O triste acidente de Alcântara, em que perdemos tantos preciosos elementos, sugere revermos mais uma vez a interação civil/militar no Brasil. Alcântara não deve ser, no entanto, uma oportunidade para avançar idéias simplistas só por serem elas "politicamente" corretas. Idéias precisam ser calcadas em política pragmática, ponderada cuidadosamente. Simplesmente afastar os militares do projeto pode não ser a melhor solução; pode até não ser solução nenhuma. Criar uma nova entidade civil para essas atividades seria uma solução burocrática sem sentido -já temos no Inpe uma tal entidade, que vem desincumbindo sua missão de maneira laudável.
Vejamos a contribuição militar.
Desde os primeiros momentos da criação do Inpe, reconheceu-se que atividades espaciais têm aspectos militares e civis e que mesmo atividades estritamente civis poderiam se beneficiar da cooperação militar. Por exemplo, lançamentos de mísseis e satélites requerem uma base de operação, o que implica problemas de logística e de segurança, áreas em que as Forças Armadas se especializam. Faz pouco sentido criar uma onerosa organização civil quando o país já possui, na Aeronáutica, no Exército e na Marinha, o pessoal e a experiência necessários. Note-se que, em geral, não se trata de ampliar as Forças Armadas para executar tais tarefas.
Desenvolvimentos tecnológicos precisam frequentemente ser patrocinados (leia-se pagos) pelo governo, especialmente na fase em que há ainda grandes incertezas quanto ao sucesso. Indubitavelmente, a maneira mais eficiente é o governo emitir contratos de desenvolvimento com empresas privadas. Esse procedimento é comum nos EUA e em muitos outros países avançados, mas é menos comum aqui entre nós, onde a cultura do "deixa que eu chuto" impele os órgãos governamentais a criarem seus próprios laboratórios e institutos.
Por outro lado, o uso de laboratórios governamentais tem suas vantagens em determinadas situações. Nos EUA existem inúmeros grandes laboratórios nacionais. Muitos funcionam sob égide do Ministério da Energia; muitos estão sob controle das Forças Armadas. Mas não usemos os EUA como paradigma. Soluções eficazes lá podem ser desaconselháveis no Brasil. Necessitamos de política apropriada, da mesma maneira que necessitamos de tecnologia apropriada. Precisamos usar a cabeça e encontrar soluções autóctones.
No Brasil, a proporção do desenvolvimento tecnológico feito por instituições governamentais, comparada com o feito diretamente pela indústria, parece excessiva. Isso leva a dificuldades de implementação comercial dos produtos e serviços criados e consequente reduzida contribuição para a economia nacional. No entanto temos organizações governamentais que fazem pesquisas e desenvolvimento de alto valor e, entre essas, destaca-se o CTA.

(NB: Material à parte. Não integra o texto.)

PR #757, opened 2018-03-13
Fix yarn lock

SiAdcock:
`yarn.lock` appears to be out of date with the dependencies in this project. Maybe I'm going crazy.

I ran:

```
$ rm -rf node_modules
$ yarn
```

And the `yarn.lock` was updated to the tune of the changes in this pull request. Let me know if I've done something wrong, but I'm inclined to believe we need to merge these changes to keep Yarn deterministic.

I'm using Yarn v1.3.2, but this also happens in the latest (v1.5.1)

### DIFF
--- a/yarn.lock
+++ b/yarn.lock
@@ -17,6 +17,13 @@ accepts@1.3.3:
     mime-types "~2.1.11"
     negotiator "0.6.1"
 
+accepts@~1.3.4:
+  version "1.3.5"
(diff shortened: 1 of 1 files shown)


GHaberis:
hmm, could dependencies have been added to`package.json` and installed via `npm`, meaning `yarn.lock` didn't pickup these updates? possibly, anyway I'm inclined to agree that this PR is necessary!

SiAdcock:
Yeah, it looks like it's dependencies of `grunt-contrib-connect`

PR #759, opened 2018-03-13
Remove dev server

SiAdcock:
The dev server is not currently used. 

picture 513

This change removes the dev server, its index page and its dependencies.


GHaberis:
This devSever was setup during Garnett by @duarte in this PR https://github.com/guardian/mobile-apps-article-templates/pull/687.

The PR above means the route `http://localhost:8000/test/garnett-fixture/article-news.html` would work with reloads on changes.

The issue we have is the `index.html` page rendered at `http://localhost:8000` is completely unrelated and out of date. We could install [grunt-connect-route](https://www.npmjs.com/package/grunt-connect-route) and create a route for `http://localhost:8000` that does something a little more useful.

SiAdcock:
Ah cool, nice one! Some docs would be useful too!

PR #760, opened 2018-03-13
Inline links in standfirst

SiAdcock:
Currently, the last link in the standfirst is set to `inline-block`. This pushes proceeding text down onto this next line

This change makes the standfirst inline again.

## Screenshots

**before**

screenshot 2

**after**

picture 514

## Discussion

I believe the standfirst was being set to `inline-block` in order to add bottom margin if and only if _the link is at the very end of the standfirst_. However, this selector is targeting _the last link in the standfirst_, regardless of its location within the standfirst.

I'm not sure if there is a selector that can achieve the original purpose. @duarte let me know if you are happy to lose this bottom margin, or if we need to come up with an alternative.

**With margin (before this change)**

picture 516

**Without margin (after this change)**

picture 515

### DIFF
--- a/ArticleTemplates/assets/scss/garnett-modules/content/_standfirst.scss
+++ b/ArticleTemplates/assets/scss/garnett-modules/content/_standfirst.scss
@@ -24,9 +24,4 @@
     b {
         font-weight: 700;
     }
-
-    p:last-child a:last-child {
-        display: inline-block;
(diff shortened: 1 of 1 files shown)


duarte:
Thanks for doing this Simon!
You're right about the intention of that selector, but it was a terrible implementation and it's good to remove it! :)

Esse é exatamente o local onde estão sendo desenvolvidos os foguetes usados em Alcântara. Seria difícil questionar a dedicação e a competência do pessoal do CTA. Poderíamos, quando muito, examinar se lá é o local mais adequado para o desenvolvimento de foguetes ou se tal atividade deveria ser contratada com indústria privada.
Mesmo que adotássemos esta última alternativa, precisaríamos de uma entidade governamental para supervisionar o contrato, e nenhuma melhor que o CTA para essa função. Seria absurdo tirar o CTA do circuito simplesmente dada a sua natureza militar. Não devemos nos precipitar. O CTA pode bem ser o melhor lugar para esses trabalhos. Devemos apenas aproveitar a ocasião para reexaminar todos os aspectos dos nossos esforços a fim de conquistarmos uma fatia do espaço extraterrestre.


Aldo Vieira da Rosa, 83, doutor em engenharia e brigadeiro-do-ar reformado, é professor emérito da Universidade Stanford (EUA) e fundador do Inpe. Foi presidente do Conselho Nacional de Pesquisa, atual CNPq.